I am, however, very sure she'd love 12...
Oh and thank you jaffacakes. I did wonder whether this was the issue with mine. I'm the youngest by quite a few years.
I know I'm going to have to just tell her to back off, but I know she'll cry because she'll just take it as ungrateful/out and out rejection and a cascade of pain will come my way from Dad and my brothers...
...hey ho. I got to the point of nearly throwing her out the other day, as did DH, so something needs to give.
Thankfully, my mum has been great so far, and I don't think she would dare comment about my weight (having just lost 2.5stone over the last year, am now looking at putting some of that back on again which is not making me happy!).
BUT my mother in law is a whole different story...when we told her our news at 12 weeks, I got a series of phone calls over the evening telling me what I couldn't do and that my cat had to go...well I think not, and I will not be told what I can and can't do...cat is still here and mother in law is still stewing (but a long way away).
At the end of the day, they're only trying to help but I think you are entitled to tell them, in a nice polite way or in a get out of my house and leave me alone kinda way, to please keep your opinions to yourself and let me get on with this!
Good luck (but try not to burn your bridges, you may be grateful for her help in a few months!)

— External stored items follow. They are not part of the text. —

PR #433, opened 2024-07-10
Show import wallet key length error

pawanpaudel93:
## Summary

This PR adds the error modal shown when importing non-supported wallets other than 4096 bits wallet. Also, it adds a fix to not show the two unlock ArConnect popup after trying to open ArConnect when a new wallet is generated or imported for the first time occurring due to `checkBits` function.


7i7o (approved):
tACK 👍

PR #479, opened 2024-06-06
fix: No need in the `Builder::add_resource` taking ownership of the resource stream; use reference instead

brogdonm:

Previously, the `Builder::add_resource` method takes ownership of the resource stream. This is unnecessary and taking the stream as a reference allows for the stream to be used over and over again between calls (especially in long running processes).

The method also required the stream to be seekable, but this isn't necessary either as the stream is read into a memory buffer.

## Checklist


brogdonm:
@mauricefisher64 @gpeacock The vulnerability failure appears after merging the latest `main` into this branch.

PR #482, opened 2024-06-13
Add iterators over manifests and resources in unstable API

ok-nick:
While migrating `c2patool` to the unstable API, I ran across an issue where it's not possible to iterate unknown manifests and parse the format from a resource. Previously, `Manifest::from_file_with_resources` was used to extract resources, however, this has two downsides: (1) we have no control over how they are stored on the filesystem and (2) it only extracts known resources (with standardized labels, like thumbnails). 

So, we introduce two new methods:
* Added `Reader::iter_manifests`
* Added `Manifest::iter_resources`

The first one allows us to iterate all manifests (even if we don't know the label) and the second one allows us to iterate all resources (including unknown ones) into a `ResourceRef`, which provides us with a mime type (format) and uri (identifier).

## Checklist


sdk/src/manifest.rs
```diff
@@ -451,6 +451,14 @@ impl Manifest {
         self.signature_info.to_owned().and_then(|sig| sig.time)
     }
 
+    /// Returns an iterator over [`ResourceRef`][ResourceRef]s.
+    pub fn iter_resources(&self) -> impl Iterator<Item = ResourceRef> + '_ {
```
mauricefisher64, line 455: could the name here just be "resources"

sdk/src/reader.rs
```diff
@@ -187,6 +187,11 @@ impl Reader {
         self.manifest_store.active_label()
     }
 
+    /// Returns an iterator over [`Manifest`][Manifest]s.
```
mauricefisher64, line 190: Same as above, could name just be "manifests"

sdk/src/manifest.rs
ok-nick: There already exists a method named `Manifest::resources` which returns a `ResourceStore`. I think the intention with the unstable API is to phase out use of resource stores in favor of methods like  `Reader::resource_to_stream`? Resource store also has a method named resources already, so we can't move it there without a breaking change.

mauricefisher64: Ok

mauricefisher64 (approved):
👍

PR #483, opened 2024-06-13
url crate version 2.5.1 introduces new license "Unicode-3.0"

scouten-adobe:
We need legal review on this license before we can accept it.

Related to https://github.com/servo/rust-url/pull/923


mauricefisher64 (approved):
👍

PR #472, opened 2024-05-29
External placed manifest

mauricefisher64:
## Changes in this pull request
Support for external placed manifests (CAWG) work.  
Fixed implementations of BMFF streaming

## Checklist
- [x] This PR represents a single feature, fix, or change.
- [x] All applicable changes have been documented.
- [x] Any `TO DO` items (or similar) have been entered as GitHub issues and the link to that issue has been included in a comment.

PR #491, opened 2024-06-25
Let's not assume that third-party assertions are using serde_cbor

scouten-adobe:
This was in an earlier version of #472 but seems to have been lost when it was merged.

CAWG identity assertion project needs this.


mauricefisher64 (approved):
👍

PR #494, opened 2024-06-28
(PATCH) ensures temp files are removed

dyro:

This PR changes the behavior of the `asset_io::rename_or_copy` function by deleting the copied file after it has been copied to the destination path.

This mainly affected our windows clients as the `std::fs::rename` fails when renaming a file from one drive to another drive on windows.

The new behavior is the following:

1. Atttempt to rename the file
2. If that fails, copy the file
3. If the copy succeeds, delete the temporary file.

## Checklist


mauricefisher64 (approved):
👍

PR #498, opened 2024-07-08
Temporarily allow unused `JsonAssertionData` to fix unused error in CI

ok-nick:
Temporarily comment `JsonAssertionData` to fix unused error in CI.

## Checklist

### DIFF
--- a/sdk/src/assertion.rs
+++ b/sdk/src/assertion.rs
@@ -471,12 +471,12 @@ impl Assertion {
     }
 }
 
-#[derive(Serialize, Deserialize, Debug)]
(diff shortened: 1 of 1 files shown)


sdk/src/assertion.rs
```diff
@@ -471,12 +471,12 @@ impl Assertion {
     }
 }
```
mauricefisher64, line 473: Maybe add just an unused tag so the code is still available.  I think this is used by another PR somewhere.

mauricefisher64 (approved):
👍

PR #499, opened 2024-07-08
feat: Add ZIP support (+ EPUB, Office Open XML, Open Document, and OpenXPS) and Collection Data Hash assertion

### LINKED ISSUE #349: Add support for ZIP-based formats
Feature request from [Discord](https://discord.com/channels/983153151341371422/1129423756964659201/1178772273579180042):

C2PA 1.4 has added support for [ZIP-based formats](https://c2pa.org/specifications/specifications/1.4/specs/C2PA_Specification.html#_embedding_manifests_into_zip_based_formats) - this is a request to add compatibility with this to c2pa-rs and downstream tools.

### LINKED ISSUE #406: Zip format support

### LINKED ISSUE #487: Support for Collections Assertion
Collections Assertions allow for auxiliary files to be validated as part of the manifest.  This task is support the generation and validation of collections.

ok-nick:
Adds ZIP support (and by extension EPUB, Office Open XML, Open Document, and OpenXPS support) and the corresponding Collection Data Hash assertion.

### Related Issues
* Completes #487 
* Completes #406 
* Completes #349 

## Checklist


sdk/src/assertions/collection_hash.rs
```diff
@@ -0,0 +1,79 @@
...
+    pub size: Option<u64>,
+
+    #[serde(rename = "dc:format", skip_serializing_if = "Option::is_none")]
+    pub dc_format: Option<String>,
+
+    #[serde(skip_serializing_if = "Option::is_none")]
+    pub data_types: Option<Vec<AssetType>>,
+}
+
+impl CollectionHash {
```
mauricefisher64, line 35: Collection hashes are not just for ZIPs.  This needs to be thought through on how to make this work in general.  I think there would need to be a new API to allow users to set the list of included external files or in the case of the zip something like this would happen automatically.

ok-nick: I was thinking about that, I'll probably split the collection assertion off into a separate PR. Maybe we can allow the user to specify their own "URI resolver" of some such to fetch inclusion ranges. Then for ZIP, we can offer a predefined resolver.

sdk/src/assertions/collection_hash.rs
```diff
@@ -0,0 +1,288 @@
...
+    pub fn new() -> Self {
+        Self::default()
+    }
+
+    pub fn add_uri_map(&mut self, uri_map: UriHashedDataMap) {
+        self.uris.push(uri_map);
+    }
+
+    // The base path MUST be the folder of the manifest. A URI MUST NOT reference a path outside of that folder.
+    pub fn gen_hash<R>(&mut self, base_path: &Path) -> Result<()>
```
mauricefisher64, line 52: I think base_path should be part of the constructor and this function should just calc the hashes when requested.

sdk/src/asset_handlers/zip_io.rs
```diff
@@ -0,0 +1,380 @@
...
+                dc_format: None,
+                data_types: None,
+            });
+        }
+    }
+
+    Ok(uri_maps)
+}
+
+pub fn uri_inclusions<R>(stream: &mut R, uri_maps: &[UriHashedDataMap]) -> Result<Vec<HashRange>>
```
mauricefisher64, line 293: The hash is per each individual files compressed content.  I don't this this function is needed.  See my suggestions for uri_maps function.

sdk/src/asset_handlers/zip_io.rs
```diff
@@ -0,0 +1,380 @@
...
+            .by_name(&file_name)
+            .map_err(|_| Error::JumbfNotFound)?;
+
+        if !file.is_dir() {
+            uri_maps.push(UriHashedDataMap {
+                // TODO: temp unwrap
+                #[allow(clippy::unwrap_used)]
+                uri: file.enclosed_name().unwrap(),
+                hash: Vec::new(),
+                size: Some((file.data_start() + file.compressed_size()) - file.header_start()),
```
mauricefisher64, line 283: The size should only be for the compressed data.

sdk/src/asset_handlers/zip_io.rs
```diff
@@ -0,0 +1,380 @@
...
+                dc_format: None,
```
mauricefisher64, line 284: These should be filled in

sdk/src/assertions/collection_hash.rs
ok-nick: The problem is that base_path is only used when the assertion is for non-zips. We can have a constructor that takes in a path, something like with_base_path, but then we'd have to store it optionally. If the assertion is for a non-zip and constructed without a base path, then it's already invalid.

ok-nick: Thinking about it again, we should only have public methods to construct a collection hash with a base path. When using collection hash for zips, user's should never need to construct a collection hash explicitly.

sdk/src/asset_handlers/zip_io.rs
ok-nick: Pending spec revision.

ok-nick:
Temporarily using forked repo until https://github.com/zip-rs/zip2/pull/232 is merged

scouten-adobe:
Created CAI-12644 to track this.

sdk/src/store.rs
mauricefisher64: Should there be a check here for the zip care

ok-nick: Yes, good catch.

mauricefisher64 (approved):

sdk/src/store.rs
```diff
@@ -3324,6 +3314,81 @@ impl Store {
...
+                return Err(Error::BadParam(
+                    "update manifests are not supported for ZIP-based assets".to_string(),
+                ));
+            }
+
+            // hash all of the existing files and embed a placeholder central directory hash.
+            // this is okay because adding new file entries does not change the hashes of existing
+            // file entries. when we insert the real manifest we can go back and hash the central directory.
+            let mut new_collection_hash = None;
+            if pc.hash_assertions().is_empty() {
```
scouten-adobe:
```rust
if pc.hash_assertions().is_empty() {
```
`hash_assertions()` now aggregates DataHash, BmffHash, BoxHash, *and* CollectionHash. The BMFF branch above uses the type-specific `pc.bmff_hash_assertions()` for the equivalent check — should this use the equally type-specific `pc.collection_hash_assertions()` (added in this PR at `claim.rs:3919`) instead? As written, if the claim already carries any other hash-binding assertion when signing a ZIP asset, this whole block is skipped and no CollectionHash gets generated at all. Worth double-checking, since `collection_hash_assertions()` currently has no callers anywhere in the tree.

sdk/src/assertions/collection_hash.rs
```diff
@@ -0,0 +1,660 @@
...
+            )?);
+        }
+
+        Ok(())
+    }
+
+    /// Validate the hashes for the files in the collection.
+    ///
+    /// The base path is the directory that each URI is resolved against.
+    pub fn verify_hash(&self, base_path: &Path) -> Result<()> {
```
scouten-adobe, line 167: `verify_hash` only iterates `self.uris` and checks each listed file exists with a matching hash — it never enumerates `base_path`'s actual contents. The ZIP path has a built-in backstop against this (the central-directory hash changes if entries are added), but this directory-based path doesn't have an equivalent, so an extra file dropped into `base_path` that isn't in the signed `uris` list would go undetected. Is that intentional for this asset shape, or should there be an "extra/unaccounted files" check analogous to `ASSERTION_COLLECTIONHASH_INCORRECT_FILE_COUNT`?

sdk/src/assertions/collection_hash.rs
```diff
@@ -0,0 +1,660 @@
...
+
+        Ok(())
+    }
+
+    /// Generate the collection hash for a ZIP-based asset.
+    pub fn gen_hash_from_zip_stream<R>(&mut self, stream: &mut R) -> Result<()>
+    where
+        R: Read + Seek + ?Sized,
+    {
+        self.gen_zip_central_directory_hash(stream)?;
```
scouten-adobe, line 212:
```rust
self.gen_zip_central_directory_hash(stream)?;
self.gen_zip_uri_hashes(stream)?;
```
Both of these (and `zip_central_directory_range`/`zip_uri_ranges` in `verify_zip_stream_hash` below) independently construct a fresh `ZipArchive` over the stream, so the central directory gets fully parsed twice per sign and twice per verify. For large multi-entry packages (EPUB/ODS/DOCX with thousands of parts) this doubles the parse cost for no new information — could these share one parsed `ZipArchive`/entry list?

sdk/src/store.rs
```diff
@@ -3324,6 +3314,81 @@ impl Store {
...
+            }
+
+            data = self.to_jumbf_internal(reserve_size)?;
+            jumbf_size = data.len();
+
+            // we only need to compute the central directory hash here because everything else is
+            // already hashed in the previous step.
+            if let Some(mut collection_hash) = new_collection_hash {
+                if !remove_manifests {
+                    let mut scratch = io_utils::stream_with_fs_fallback(threshold, input_len)?;
```
scouten-adobe, line 3351: This writes a full copy of the asset (via `save_jumbf_to_stream` into `scratch`) just to learn the resulting central-directory bytes for hashing, then discards `scratch` — the real output comes from separate copy/embed passes later (~line 3384, and again in `finish_save_stream`). For a large ZIP-based asset this adds a full extra copy pass compared to the ~two passes other formats need for placeholder + final embed. Is there a way to derive the post-insert central-directory layout from the already-parsed original CD plus the known placeholder-entry size, without rewriting the bulk file data just to throw it away?

sdk/src/store.rs
```diff
@@ -3324,6 +3314,81 @@ impl Store {
                     pc.update_bmff_hash(bmff_hash)?;
                 }
             }
+        } else if is_zip {
```
scouten-adobe, line 3315: The BMFF and ZIP hash-assertion handling are two parallel, hand-inlined `if is_bmff {...} else if is_zip {...}` branches here (mirrored by label-string `if/else if` dispatch in `claim.rs`'s `verify_internal`), each repeating the same placeholder-generate → embed-JUMBF → recompute-hash recipe with format-specific calls. Given the PR description also calls out OOXML/ODF as in scope, would a shared trait (implemented by both `BmffHash` and `CollectionHash`) be worth it here, so a future format doesn't mean another copy-pasted branch in both files?

sdk/src/assertions/collection_hash.rs
```diff
@@ -0,0 +1,660 @@
...
+        if !path.is_file() {
+            return Err(Error::BadParam(format!(
+                "collection hashes must only contain files, got `{}`",
+                path.display()
+            )));
+        }
+
+        for component in path.components() {
+            match component {
+                Component::CurDir | Component::ParentDir => {
```
scouten-adobe, line 98: The same relative-component check is written three times — inline here in `add_file`, inline in `verify_zip_stream_hash` (line 297), and again as the `validate_uri` helper (line 326, itself only called from `gen_hash`/`verify_hash`, not from the other two). They've also already drifted: `add_file` raises `Error::BadParam`, `validate_uri` raises `Error::C2PAValidation`, for the identical condition. Worth consolidating into one helper both call sites share?

scouten-adobe (changes requested):
Ran a structured review over this PR (ZIP/EPUB/OOXML/ODF support + Collection Data Hash assertion). Left inline notes below where GitHub would let me anchor them to the diff. Requesting changes mainly for two correctness issues that look like real bugs:

- `sdk/src/store.rs:3330` — the emptiness check uses the aggregate `hash_assertions()` instead of the type-specific `collection_hash_assertions()` (added in this PR but never called), which could silently skip generating the CollectionHash assertion entirely. See inline note.
- Two more notes below couldn't be anchored inline because they're in files this PR doesn't touch, but are worth a look before merging since this PR is what makes them reachable for the first time:
  - `sdk/src/manifest.rs:602` — the match arm that hides internal hash-binding assertions from the public `Manifest` (`labels::DATA_HASH | labels::BMFF_HASH | labels::BOX_HASH => { /* do not include */ }`) wasn't updated to also exclude `labels::COLLECTION_HASH`, even though `labels::HASH_LABELS` elsewhere already treats it as a peer of the other three. As written, the internal `c2pa.hash.collection.data` assertion falls through to a later arm and gets pushed into `manifest.assertions`, leaking it into every verify/read JSON report for ZIP-based assets.
  - `c2pa_c_ffi/src/error.rs:127` — the new `c2pa::Error::ZipError` variant (`sdk/src/error.rs:360`) has no arm in `C2paError::from_c2pa_error`'s match and falls into the catch-all `_ => Self::Other(err_str)`, so C API consumers get a generic "Other" code for every ZIP-related failure instead of the granularity other error families get here.

The rest are lower-priority correctness questions plus some architecture/efficiency notes worth considering before this lands, but not necessarily blocking.

sdk/src/assertions/collection_hash.rs
ok-nick: Good catch. I'm going to keep the add_file case specifically alone for now because I prefer the more explicit error type, whereas the other case deals with valdiation.

sdk/src/store.rs
ok-nick: Yes this is a good idea but let's leave that to the asset IO refactoring.

sdk/src/store.rs
ok-nick: Yes but this problem exists in the other hard bindings as well due to how the APIs work. The goal of the new asset IO refactoring is to avoid these intermediate streams entirely. I defer to that work.

sdk/src/assertions/collection_hash.rs
ok-nick: It's unusually complicated to solve this because the `zip` crate doesn't provide all the information we need for parsing the ZIP (see `zip_uri_ranges` and the data descriptor parsing logic). Ideally that functionality can be upstreamed, but in any case we need the original stream we can't pass `ZipArchive` to both functions easily.

I'm not too worried since this function is only used in tests. In the future, following the asset IO refactoring I mentioned in the other comment, we would only need to read the ZIP archive once and cache the necessary locations.

sdk/src/assertions/collection_hash.rs
ok-nick: The spec doesn't say anything about this. I was working on writing up an issue to see how it should be handled, but as of now this is how the spec works.

sdk/src/store.rs
ok-nick: Sure, that would be a clean addition. However, note there cannot be multiple hash assertions anyways so it would fail validation.

sdk/src/assertions/collection_hash.rs
ok-nick: https://github.com/zip-rs/zip2/issues/974

scouten-adobe (changes requested):
A few things still remain:

* Path validation issue I sent privately.
* manifest.rs:602 — COLLECTION_HASH is still missing from the "hide from public Manifest" match arm; not touched.
* c2pa_c_ffi/src/error.rs:127 — ZipError still falls into _ => Self::Other; not touched.
collection_hash.rs:161 — verify_hash still has no check for extra/unaccounted files in directory-based collections.
* collection_hash.rs:206 and verify path — central directory still parsed twice per sign/verify.
* store.rs:3353 — the throwaway scratch full-file copy is unchanged.

scouten-adobe (approved):

caiopensrc:
[Backport-action](https://github.com/korthout/backport-action) failed to backport this pull request in [workflow run 33900042913](https://github.com/contentauth/c2pa-rs/actions/runs/33900042913).

| Target | Status |
|--------|--------|
| `stable` | :x: Failed |

```bash
git fetch origin stable
git worktree add -d .worktree/backport-499-to-stable origin/stable
cd .worktree/backport-499-to-stable
git switch --create backport-499-to-stable
git cherry-pick -x b00371ad2065dab3335b9989bd9f83f206670000
```

</details>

Oh...if my parents had suggested getting rid of my furbabies (cats) just because I was pregnant I'd definatly have lost it...I made a commitment to them way before human babies were ever an issue, and they're as much a part of my family (if not moreso) than my parents. And at least they don't think I'm fat, or obviously a danger to a baby....
Whilst toxo is a (very small) risk with cat poo (most cats DO NOT carry toxo), it's simple, wear gloves and wash your hands.
Just got to ring my brothers soon to prep them that if they get
a teary call explaining I've just been utterly evil to her phonecall from Mum they actually know where the hell I'm coming from...
Neither me nor my partner have Mum's (both died over 10 years ago). We are both having our first baby, and are managing to get similar from both of our Dad's. I think they might be trying to compensate for the lack of mums, and its funny how similar they are. The house is one of the points as is how we must get rid of the dog. My partner is being driven up the wall but for some reason, I'm finding it less irksome (although I did get upset at the thought of getting rid of the dog). As annoying as it is, try to look at it rather than as a criticism of you,but that she wouldn't tell you things that concern her if she didn't care so much about you. Parents often seem to overlook how what they say in love/concern comes across to their
grown up kids!!
My mum has been great. But before we first got pregnant my MIL told me to lose weight as once I'd have the baby I'd never lose the weight.
Now I pregnant again and DS is 7 months I've been told to stop bf otherwise I'll be too big up top! Ignoring the fact I enjoy BF and DS is a very happy healthy baby.